**Data for the task**
□ □ □ □ □

PR #59, opened 2018-03-20
keyvi vector

narekgharibyan:
This implements `keyvi.vector` which is a `vector` like `read-only` data-structure implemented by utilizing `mmap`. It enables possibility to access data via just 2 page accesses and basically has a 0 memory requirement.

Some stuff that can be added later: 
 - `msgpack` can be used from python bindings to make it even faster
 - `resize()` like functionality in order to enable assignment by index, and not just only `PushBack`
 - `cross-architecture` support - `done`

### DIFF
--- a/keyvi/include/keyvi/vector/vector_file.h
+++ b/keyvi/include/keyvi/vector/vector_file.h
@@ -79,7 +79,8 @@ class VectorFile {
     const auto map_options = dictionary::fsa::internal::MemoryMapFlags::FSAGetMemoryMapOptions(loading_strategy);
     index_region_ = mapped_region(file_mapping, boost::interprocess::read_only, in_stream.tellg(), index_size, nullptr,
                                   map_options);
-    index_region_.advise(mapped_region::advice_types::advice_random);
+    const auto advise = dictionary::fsa::internal::MemoryMapFlags::FSAGetMemoryMapAdvices(loading_strategy);
+    index_region_.advise(advise);
 
     in_stream.seekg(size_t(in_stream.tellg()) + index_size);
     value_store_reader_.reset(dictionary::fsa::internal::ValueStoreFactory::MakeReader(
--- a/keyvi/include/keyvi/vector/vector_file.h
+++ b/keyvi/include/keyvi/vector/vector_file.h
@@ -1,0 +1,147 @@
+/* * keyvi - A key value store.
+ *
+ * Copyright 2018   Narek Gharibyan<narekgharibyan@gmail.com>
+ *
+ * Licensed under the Apache License, Version 2.0 (the "License");
+ * you may not use this file except in compliance with the License.
+ * You may obtain a copy of the License at
+ *
+ *   http://www.apache.org/licenses/LICENSE-2.0
+ *
+ * Unless required by applicable law or agreed to in writing, software
+ * distributed under the License is distributed on an "AS IS" BASIS,
+ * WITHOUT WARRANTIES OR CONDITIONS OF ANY KIND, either express or implied.
+ * See the License for the specific language governing permissions and
+ * limitations under the License.
+ */
+
+/*
+ *  vector_file.h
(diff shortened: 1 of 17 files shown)


keyvi/include/keyvi/vector/vector_file.h
```diff
@@ -0,0 +1,147 @@
...
+#include "dictionary/fsa/internal/value_store_factory.h"
+#include "util/serialization_utils.h"
+#include "vector/types.h"
+
+static const char KEYVI_VECTOR_BEGIN[] = "KEYVI_VECTOR_BEGIN";
+static const size_t KEYVI_VECTOR_BEGIN_LEN = 18;
+static const char KEYVI_VECTOR_END[] = "KEYVI_VECTOR_END";
+static const size_t KEYVI_VECTOR_END_LEN = 16;
+static const char MANIFEST[] = "manifest";
+static const char SIZE[] = "size";
```
hendrikmuhs: as this is a header implementation, I suggest to be careful on naming, SIZE and MANIFEST sound very generic.

keyvi/include/keyvi/vector/vector_file.h
```diff
@@ -0,0 +1,147 @@
...
+
+    const auto index_ptree = util::SerializationUtils::ReadJsonRecord(in_stream);
+    size_ = boost::lexical_cast<size_t>(index_ptree.get<std::string>(SIZE));
+    const auto index_size = size_ * sizeof(offset_type);
+
+    auto file_mapping = boost::interprocess::file_mapping(filename.c_str(), boost::interprocess::read_only);
+    const auto map_options = dictionary::fsa::internal::MemoryMapFlags::FSAGetMemoryMapOptions(loading_strategy);
+    index_region_ = mapped_region(file_mapping, boost::interprocess::read_only, in_stream.tellg(), index_size, nullptr,
+                                  map_options);
+    index_region_.advise(mapped_region::advice_types::advice_random);
```
hendrikmuhs: this is not make use of loading strategy, you could use FSAGetMemoryMapAdvices(loading_strategy)

keyvi/include/keyvi/vector/vector_generator.h
```diff
@@ -0,0 +1,91 @@
...
+
+  VectorGenerator(const VectorGenerator&) = delete;
+
+  ~VectorGenerator() { boost::filesystem::remove_all(temporary_directory_); }
+
+  void PushBack(typename ValueStoreT::value_t value) {
+    bool dummy_minimization = false;
+    const offset_type value_idx = value_store_->GetValue(value, &dummy_minimization);
+
+    index_store_->Append(&value_idx, sizeof(offset_type));
```
hendrikmuhs: it would be good to make this platform independent. This is easily done by defining your preferred endianess, I would go for little endian, which is Intel's default. 

You need to:

include endian.h

call htole64(v) for host to persistence order and le64toh(v) for persistence to host order on lookup. On Intel the macros are optimized out.

keyvi/tests/keyvi/vector/basic_test.cpp
```diff
@@ -0,0 +1,144 @@
...
+  StringVectorGenerator generator;
+
+  const std::string filename = "vector_string.kvv";
+  const size_t size = 100;
+
+  for (size_t i = 0; i < size; ++i) {
+    generator.PushBack(std::to_string(i));
+  }
+
+  generator.WriteToFile(filename);
```
hendrikmuhs: would be good to cleanup files afterwards, even better if you use TMP, e.g. something like:

```
boost::filesystem::path temp_path = boost::filesystem::temp_directory_path();

temp_path /= boost::filesystem::unique_path("vector-unit-test-string-test-%%%%-%%%%-%%%%-%%%%");
std::string file_name = temp_path.string();

...

std::remove(file_name)
```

□ □ □ □ □

**Work required**
Once you have identified the lines above that contain "MANIFEST", copy each of them.

**Problem solution**
+static const char MANIFEST[] = "manifest";
hendrikmuhs: as this is a header implementation, I suggest to be careful on naming, SIZE and MANIFEST sound very generic.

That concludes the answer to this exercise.